((

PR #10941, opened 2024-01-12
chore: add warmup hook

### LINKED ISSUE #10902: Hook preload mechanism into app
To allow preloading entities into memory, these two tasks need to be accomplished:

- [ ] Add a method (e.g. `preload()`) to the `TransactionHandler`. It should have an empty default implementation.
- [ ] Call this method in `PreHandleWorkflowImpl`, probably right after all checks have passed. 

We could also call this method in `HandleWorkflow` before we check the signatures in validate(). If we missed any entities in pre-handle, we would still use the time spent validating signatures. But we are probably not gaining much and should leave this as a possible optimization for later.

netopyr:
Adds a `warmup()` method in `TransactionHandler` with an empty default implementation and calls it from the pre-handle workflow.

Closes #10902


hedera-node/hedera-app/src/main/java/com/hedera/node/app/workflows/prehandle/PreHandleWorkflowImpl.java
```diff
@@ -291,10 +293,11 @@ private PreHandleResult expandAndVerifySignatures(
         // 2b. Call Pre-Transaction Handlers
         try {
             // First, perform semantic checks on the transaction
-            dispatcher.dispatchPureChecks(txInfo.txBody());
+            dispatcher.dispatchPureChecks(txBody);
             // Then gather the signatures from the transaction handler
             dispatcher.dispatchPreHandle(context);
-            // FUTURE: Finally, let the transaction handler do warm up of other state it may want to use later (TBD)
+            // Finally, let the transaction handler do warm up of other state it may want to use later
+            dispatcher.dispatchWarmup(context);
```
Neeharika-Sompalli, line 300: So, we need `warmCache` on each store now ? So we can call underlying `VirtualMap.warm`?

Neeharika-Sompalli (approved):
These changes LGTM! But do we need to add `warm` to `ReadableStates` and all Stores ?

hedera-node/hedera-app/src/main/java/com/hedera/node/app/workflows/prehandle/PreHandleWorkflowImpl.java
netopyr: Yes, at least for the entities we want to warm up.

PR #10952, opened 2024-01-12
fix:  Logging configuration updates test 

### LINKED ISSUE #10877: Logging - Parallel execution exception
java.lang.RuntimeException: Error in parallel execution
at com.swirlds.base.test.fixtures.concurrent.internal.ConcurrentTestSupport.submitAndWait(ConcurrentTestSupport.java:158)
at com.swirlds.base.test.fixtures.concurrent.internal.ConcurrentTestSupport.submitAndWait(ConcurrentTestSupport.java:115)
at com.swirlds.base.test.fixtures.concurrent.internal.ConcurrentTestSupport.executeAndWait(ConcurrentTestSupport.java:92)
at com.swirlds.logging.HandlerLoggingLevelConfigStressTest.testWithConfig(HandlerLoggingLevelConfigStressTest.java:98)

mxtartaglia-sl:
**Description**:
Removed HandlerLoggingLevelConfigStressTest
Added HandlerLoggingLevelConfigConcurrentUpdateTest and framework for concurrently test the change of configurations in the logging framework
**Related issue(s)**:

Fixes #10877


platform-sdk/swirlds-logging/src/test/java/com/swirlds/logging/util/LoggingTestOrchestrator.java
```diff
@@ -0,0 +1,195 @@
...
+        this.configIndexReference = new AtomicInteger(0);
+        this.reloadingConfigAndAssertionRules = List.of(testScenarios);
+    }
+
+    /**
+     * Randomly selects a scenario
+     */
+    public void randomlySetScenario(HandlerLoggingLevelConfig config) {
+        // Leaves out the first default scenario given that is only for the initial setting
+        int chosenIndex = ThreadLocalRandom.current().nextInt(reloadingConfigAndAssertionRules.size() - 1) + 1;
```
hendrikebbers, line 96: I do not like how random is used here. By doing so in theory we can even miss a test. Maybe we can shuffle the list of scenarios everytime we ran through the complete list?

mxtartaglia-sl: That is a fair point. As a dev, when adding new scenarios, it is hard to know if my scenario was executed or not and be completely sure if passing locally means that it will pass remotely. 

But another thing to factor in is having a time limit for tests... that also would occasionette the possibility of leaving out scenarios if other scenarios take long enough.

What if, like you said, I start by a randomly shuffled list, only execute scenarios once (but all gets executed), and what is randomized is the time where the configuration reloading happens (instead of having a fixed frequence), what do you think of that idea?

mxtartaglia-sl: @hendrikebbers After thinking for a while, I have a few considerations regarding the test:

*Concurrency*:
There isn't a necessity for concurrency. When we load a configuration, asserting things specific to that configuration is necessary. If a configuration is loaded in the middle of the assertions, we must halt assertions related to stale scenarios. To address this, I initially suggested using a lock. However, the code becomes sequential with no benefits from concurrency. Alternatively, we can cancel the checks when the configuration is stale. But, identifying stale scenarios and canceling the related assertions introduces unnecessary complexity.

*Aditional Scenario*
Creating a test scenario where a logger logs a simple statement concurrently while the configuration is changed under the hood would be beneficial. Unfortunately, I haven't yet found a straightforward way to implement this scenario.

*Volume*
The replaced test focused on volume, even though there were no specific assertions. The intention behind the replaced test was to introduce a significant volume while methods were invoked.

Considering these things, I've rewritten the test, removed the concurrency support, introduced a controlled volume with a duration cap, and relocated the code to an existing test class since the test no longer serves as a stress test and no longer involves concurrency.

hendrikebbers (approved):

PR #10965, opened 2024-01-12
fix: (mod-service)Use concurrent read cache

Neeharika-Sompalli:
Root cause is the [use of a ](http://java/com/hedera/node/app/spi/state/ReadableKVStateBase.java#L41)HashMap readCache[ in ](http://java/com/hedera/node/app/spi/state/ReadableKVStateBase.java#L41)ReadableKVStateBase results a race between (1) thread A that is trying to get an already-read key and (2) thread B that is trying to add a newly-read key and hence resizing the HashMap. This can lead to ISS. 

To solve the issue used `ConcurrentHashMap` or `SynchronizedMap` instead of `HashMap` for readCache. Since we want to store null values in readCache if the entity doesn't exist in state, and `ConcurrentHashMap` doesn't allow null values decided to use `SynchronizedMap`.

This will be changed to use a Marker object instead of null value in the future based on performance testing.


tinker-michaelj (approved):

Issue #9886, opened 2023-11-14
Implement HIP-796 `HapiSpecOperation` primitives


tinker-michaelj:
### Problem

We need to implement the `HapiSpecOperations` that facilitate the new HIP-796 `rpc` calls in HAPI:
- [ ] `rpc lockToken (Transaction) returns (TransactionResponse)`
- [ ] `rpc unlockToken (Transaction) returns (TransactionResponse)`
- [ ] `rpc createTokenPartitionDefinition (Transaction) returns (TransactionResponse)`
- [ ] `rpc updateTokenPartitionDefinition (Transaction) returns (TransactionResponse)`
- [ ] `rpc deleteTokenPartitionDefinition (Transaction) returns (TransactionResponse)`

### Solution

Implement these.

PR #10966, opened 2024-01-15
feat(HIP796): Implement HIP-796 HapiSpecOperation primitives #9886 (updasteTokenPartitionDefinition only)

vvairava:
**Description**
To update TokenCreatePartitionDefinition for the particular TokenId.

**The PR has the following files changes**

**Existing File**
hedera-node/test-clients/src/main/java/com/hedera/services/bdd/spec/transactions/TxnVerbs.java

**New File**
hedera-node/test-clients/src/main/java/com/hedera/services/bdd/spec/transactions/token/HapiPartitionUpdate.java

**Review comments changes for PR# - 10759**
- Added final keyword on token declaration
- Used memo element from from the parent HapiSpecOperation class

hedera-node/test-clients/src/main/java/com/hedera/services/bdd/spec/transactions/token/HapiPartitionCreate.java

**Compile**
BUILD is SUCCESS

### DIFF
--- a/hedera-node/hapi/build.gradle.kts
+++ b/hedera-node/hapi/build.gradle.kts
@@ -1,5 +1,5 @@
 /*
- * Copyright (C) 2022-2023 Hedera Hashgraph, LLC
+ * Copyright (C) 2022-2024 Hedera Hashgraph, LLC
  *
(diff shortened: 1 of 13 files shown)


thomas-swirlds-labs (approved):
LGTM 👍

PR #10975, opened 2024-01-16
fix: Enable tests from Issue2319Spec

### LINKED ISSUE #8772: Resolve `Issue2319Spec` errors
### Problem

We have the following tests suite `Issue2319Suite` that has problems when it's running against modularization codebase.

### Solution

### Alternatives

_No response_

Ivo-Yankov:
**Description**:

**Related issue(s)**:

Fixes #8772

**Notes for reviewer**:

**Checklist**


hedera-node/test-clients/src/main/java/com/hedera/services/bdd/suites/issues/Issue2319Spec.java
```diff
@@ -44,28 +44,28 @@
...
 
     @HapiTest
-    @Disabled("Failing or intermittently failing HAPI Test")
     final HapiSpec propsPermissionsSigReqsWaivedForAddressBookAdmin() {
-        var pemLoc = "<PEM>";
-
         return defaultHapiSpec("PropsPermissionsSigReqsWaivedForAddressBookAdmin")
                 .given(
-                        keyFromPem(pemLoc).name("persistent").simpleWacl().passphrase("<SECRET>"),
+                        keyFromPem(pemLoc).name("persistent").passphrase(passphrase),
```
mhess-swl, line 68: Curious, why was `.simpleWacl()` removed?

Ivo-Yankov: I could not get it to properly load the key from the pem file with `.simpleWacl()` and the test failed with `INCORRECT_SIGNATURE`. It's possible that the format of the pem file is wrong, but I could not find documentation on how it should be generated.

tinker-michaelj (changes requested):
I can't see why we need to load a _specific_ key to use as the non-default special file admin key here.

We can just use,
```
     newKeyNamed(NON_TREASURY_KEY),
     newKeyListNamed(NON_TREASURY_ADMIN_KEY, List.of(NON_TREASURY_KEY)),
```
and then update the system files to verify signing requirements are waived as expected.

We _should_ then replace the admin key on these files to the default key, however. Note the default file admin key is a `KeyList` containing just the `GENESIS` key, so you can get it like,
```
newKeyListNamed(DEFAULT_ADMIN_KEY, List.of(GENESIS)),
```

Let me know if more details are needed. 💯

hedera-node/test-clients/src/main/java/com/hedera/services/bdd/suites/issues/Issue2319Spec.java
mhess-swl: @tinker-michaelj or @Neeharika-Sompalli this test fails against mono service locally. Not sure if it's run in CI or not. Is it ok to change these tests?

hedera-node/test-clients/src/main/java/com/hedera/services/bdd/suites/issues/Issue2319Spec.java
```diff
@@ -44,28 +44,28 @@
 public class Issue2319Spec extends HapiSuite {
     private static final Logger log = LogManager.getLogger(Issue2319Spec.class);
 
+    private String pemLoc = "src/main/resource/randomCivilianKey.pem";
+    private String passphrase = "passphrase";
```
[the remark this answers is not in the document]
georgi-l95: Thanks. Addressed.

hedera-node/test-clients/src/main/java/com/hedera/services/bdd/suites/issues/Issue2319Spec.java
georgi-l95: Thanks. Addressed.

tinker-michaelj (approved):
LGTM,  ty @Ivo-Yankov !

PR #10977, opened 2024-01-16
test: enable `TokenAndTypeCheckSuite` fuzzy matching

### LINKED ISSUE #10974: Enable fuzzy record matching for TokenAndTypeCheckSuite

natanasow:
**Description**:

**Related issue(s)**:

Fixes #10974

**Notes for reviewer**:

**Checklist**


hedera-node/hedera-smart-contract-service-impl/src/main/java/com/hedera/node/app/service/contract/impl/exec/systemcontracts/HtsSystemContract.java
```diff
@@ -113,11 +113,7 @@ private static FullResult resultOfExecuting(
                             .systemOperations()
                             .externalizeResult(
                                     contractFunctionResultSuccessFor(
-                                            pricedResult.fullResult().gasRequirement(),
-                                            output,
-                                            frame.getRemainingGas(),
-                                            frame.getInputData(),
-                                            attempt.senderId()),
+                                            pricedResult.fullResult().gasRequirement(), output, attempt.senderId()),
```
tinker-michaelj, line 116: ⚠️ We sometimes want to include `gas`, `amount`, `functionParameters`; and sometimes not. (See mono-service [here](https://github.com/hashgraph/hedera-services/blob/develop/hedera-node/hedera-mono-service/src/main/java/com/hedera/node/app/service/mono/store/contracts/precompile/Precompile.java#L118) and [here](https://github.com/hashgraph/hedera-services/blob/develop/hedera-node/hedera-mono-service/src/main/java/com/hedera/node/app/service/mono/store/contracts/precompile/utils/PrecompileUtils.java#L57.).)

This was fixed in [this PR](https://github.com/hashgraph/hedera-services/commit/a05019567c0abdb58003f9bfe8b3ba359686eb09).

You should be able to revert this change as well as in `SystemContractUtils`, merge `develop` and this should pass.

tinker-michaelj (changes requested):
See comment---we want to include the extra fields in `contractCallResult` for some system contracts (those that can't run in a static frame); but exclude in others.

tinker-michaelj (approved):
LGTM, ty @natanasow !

))

- _What to work on_:
Print only the lines from the top of the data above down to the line holding "- [ ] Add a method", inclusive.

- _Written reply_:
PR #10941, opened 2024-01-12
chore: add warmup hook

### LINKED ISSUE #10902: Hook preload mechanism into app
To allow preloading entities into memory, these two tasks need to be accomplished:

- [ ] Add a method (e.g. `preload()`) to the `TransactionHandler`. It should have an empty default implementation.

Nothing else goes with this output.